We have demonstrated that limitations of imaging associated with sparse baseline distribution can be inferred from the specific geometric properties of the (u, v)-coverage. Highly anisotropic coverage produces artifacts in reconstructions that distort the image in a direction consistent with stripes in the dirty beam. Additionally, an uneven radial distribution of the Fourier plane (u, v)-coverage tends to result in ambiguous image reconstruction. These limitations can be partially avoided by imaging in radially and angularly homogeneous coverage. The reconstruction issues associated with sparse coverage are exacerbated by rapid short-timescale variability, as seen in a wide array of astrophysical sources, including Sgr A* and the precessing jets of X-ray binaries.

Next, we surveyed and compared existing geometric measures of (u, v)-coverage, in addition to deriving a novel isotropy-based metric that addressed the specific limitations demonstrated in Section 4. The examined metrics included the normalized cross-correlation (2), the (u, v) filling fraction (see Palumbo et al. 2019), and the LCG metric (Equation (3); see Wielgus et al. 2020a). The isotropy metric treats the distribution of baselines as a mass distribution and examines the second moment to rank coverages by homogeneity in the Fourier plane. The isotropy metric gives similar results to other (u, v)-coverage-based metrics while being more computationally efficient.
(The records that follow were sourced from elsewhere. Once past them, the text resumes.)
PR #3316, opened 2026-09-14
feat: cursored bulk relationship deletion

josephschorr:
## Summary

Adds cursor-advanced batched relationship deletion, from the datastore layer up through a new CLI command and the `DeleteRelationships` API.

Deleting a large set of relationships from CockroachDB was impractical: an unbounded `DELETE` does not complete on a table with billions of rows, and a repeated `DELETE ... LIMIT n` loop degrades with every batch because each statement rescans the MVCC tombstones its predecessors left behind. The fix advances a primary-key cursor across batches so each statement starts where the previous one stopped, committing every batch separately.

## Datastore layer

- `DeleteRelationships` returns a `DeleteRelationshipsResult` (count, limit-reached, and a resume cursor) instead of `(uint64, bool, error)`.
- New delete options `WithCursoredDelete` / `WithDeleteAfter` opt into the cursored path; the `CursoredDeleteDatastore` capability interface advertises support. Engines that cannot resume a cursored deletion return a typed `CursoredDeleteNotSupportedError` rather than silently ignoring the cursor.
- CockroachDB implements it as a `WITH deleted AS (DELETE ... ORDER BY ... LIMIT n RETURNING ...) SELECT ..., count(*) OVER ()` statement over a forced index, choosing the sort order from an allowlist of indexes whose physical key order it can actually serve. The cursor-column helpers are shared with the existing select-pagination path.

## Bulk helper and CLI

- `datastore.BulkDeleteRelationships` drives the batch loop with one transaction per batch, repeating sweeps until a pass deletes nothing (to catch rows inserted behind the cursor), and falls back to limited-loop deletes on datastores without support.
- New `spicedb datastore delete-relationships` command. Every filter flag is required, with `<any>` as the explicit match-anything token, so a forgotten flag cannot widen a deletion.

## API

`DeleteRelationships` now supports resumable, cursored deletion. With `optional_limit` and `optional_allow_partial_deletions` set, the response returns an `after_result_cursor`; passing it back as `optional_cursor` on the next call resumes after the last relationship removed. Delete cursors are namespaced to the `DeleteRelationships` call (via the per-API request hash), so a cursor from `ReadRelationships` or `LookupResources` is rejected, and vice versa. Datastores without cursored-delete support return `Unimplemented` when a cursor is supplied, and otherwise fall back transparently to the existing non-cursored partial deletion.

## Testing

- Datastore conformance for cursored delete on CockroachDB (cursor advances strictly, nothing skipped or double-deleted, non-matching relationships survive).
- Unit + memdb integration for the API: cursor request-hash namespacing (cross-API rejection), foreign-cursor rejection, limit/partial validation, unsupported-datastore → `Unimplemented`, and preservation of the existing non-cursored partial-deletion behavior.
- End-to-end API integration against real CockroachDB: a batched deletion resumes across calls via `after_result_cursor`, deletes everything, and the resulting cursor is rejected by `ReadRelationships`.
- Datastore-tagged benchmarks measuring the per-batch KV scan-time degradation of the naive loop against the flat cost of the cursored path.

## Dependency note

These metrics were applied to the April 7 data of the 2017 EHT coverage of Sgr A* (Event Horizon Telescope Collaboration et al. 2022a, 2022b, 2022c, 2022d, 2022e, 2022f) and used to select candidate time regions for high-quality dynamical imaging. All metrics identify a period from ∼01:30 GMST to ∼03:10 GMST ("Region II") that minimizes the coverage limitations each metric addresses. We also select a period from ∼19:45 GMST to ∼21:00 GMST ("Region I") with reconstruction capability. Reconstructions of time-variable sources allowed successful recovery of the characteristic source variability in Region II. In contrast, reconstructions in Region I were unable to recover the characteristic motion. The ranking determined by the suite of reconstructions performed on synthetic data verifies the predictions made by the examined coverage metrics. We expect that attempts to recover variability in real EHT observations of the Galactic center will produce the most robust and accurate recoveries in Region II of the 2017 April 7 data set, and therefore we recommend performing dynamical imaging procedures in that time region.
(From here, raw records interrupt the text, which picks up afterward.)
PR #3319, opened 2026-09-17
feat(datastore): add SortKeyRevision for order-preserving revision keys

vroldanbet:
## What

Introduces a new interface for revisions, offering a sortable representation

## Why

`Revision.String()` cannot serve as a key in an ordered key/value store. For SpiceDB revision implementations, it is variable-width, so one revision's string **can be a byte prefix of another's**, and its byte order may not match its revision order

For example, `HLCRevision` renders as <nanoseconds>.<10 digits>, so "9.0000000000" sorts above "10.0000000000" even though 9 precedes 10. 

`ByteSortable()` was introduced to report that a type of revision is totally ordered and could therefore be rendered as sortable bytes. The implicit contract was that `String()` representation would be safe, but it was not.

## How

`SortKeyRevision` is an optional capability: a revision that implements it renders itself as bytes that sort in revision order and that no other revision's bytes can be a prefix of. It is a separate interface rather than a method on `Revision` so that adding it breaks no existing implementation.

Encodings are fixed-width per type, which is what delivers _prefix-freeness_, since equal-length keys cannot prefix one another:

```
  HLCRevision            8-byte ordered wall time, then 4-byte logical clock
  TimestampRevision      8-byte ordered int64
  TransactionIDRevision  8-byte big-endian uint64
```

Signed values have their top bit flipped so negatives sort below non-negatives. 

`postgresRevision` **deliberately does not implement the interface**: its revisions are transaction snapshots and only partially ordered, so no order-preserving encoding of them exists.


internal/datastore/revisions/hlcrevision.go
```diff
@@ -102,6 +106,18 @@ func (hlc HLCRevision) ByteSortable() bool {
 	return true
 }
 
+// AppendSortKey implements datastore.SortKeyRevision. It writes the wall time and then the logical
+// clock: the same two fields, in the same order, that LessThan and GreaterThan compare. Every key
+// is hlcSortKeyLength bytes, so no key can be a prefix of another.
+//
+// The logical clock goes in as stored, logicalClockOffset included, and is compared as the uint32
+// it is - exactly what LessThan does - so key order and comparator order agree for every value the
+// field can hold.
```
vroldanbet: I think this is explaining the implementation, and if at all, should be in the method, not in the public doc

internal/datastore/postgres/revisions.go
```diff
@@ -361,6 +361,11 @@ func (pr postgresRevision) ByteSortable() bool {
 	return false
 }
 
+// NOTE: postgresRevision deliberately does not implement datastore.SortKeyRevision. These revisions
```
ecordell, line 364: it might be useful to define an (arbitrary but deterministic) total order, just so all revisions are sortable?

ecordell (dismissed):
should we mark `ByteSortable()` as deprecated?

internal/datastore/postgres/revisions.go
vroldanbet: We explored it but ended up abandoning the idea; it's just too much complexity. @mazdakb can tell you about his experience trying to use pg WAL LSN as the total order. It's full of landmines.

vroldanbet:
>should we mark ByteSortable() as deprecated?

I considered it. I think it's now _correct_ to w.r.t I intended with it initially. What I did was reframe the comment: do not use `String` for this. 

But since one still has to assert the new interface, we may as well deprecate `ByteSortable()`. Does it work if I do it in a follow-up?

ostafen (approved):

Coverage metrics have additional utility for ranking interobservation comparisons based on their ability to recover dynamical variability, which has a variety of applications to the broader field of interferometery. These metrics provide the ability to make select observation time slots based on the capability of available antennas to recover particular dynamical evolution in the target. Such a scored assessment of coverage could well prove of use to other VLBI arrays both as they make go/no-go decisions about whether to observe on a particular night and then when identifying the periods of best coverage to perform static and dynamic imaging.

We thank the National Science Foundation (awards OISE-1743747, AST-1816420, AST-1716536, AST-1440254, AST-1935980) and the Gordon and Betty Moore Foundation (GBMF-5278) for financial support of this work. This work was supported in part by the Black Hole Initiative, which is funded by grants from the John Templeton Foundation and the Gordon and Betty Moore Foundation to Harvard University. Support for this work was also provided by the NASA Hubble Fellowship grant HST-HF2-51431.001-A awarded by the Space Telescope Science Institute, which is operated by the Association of Universities for Research in Astronomy, Inc., for NASA, under contract NAS5-26555.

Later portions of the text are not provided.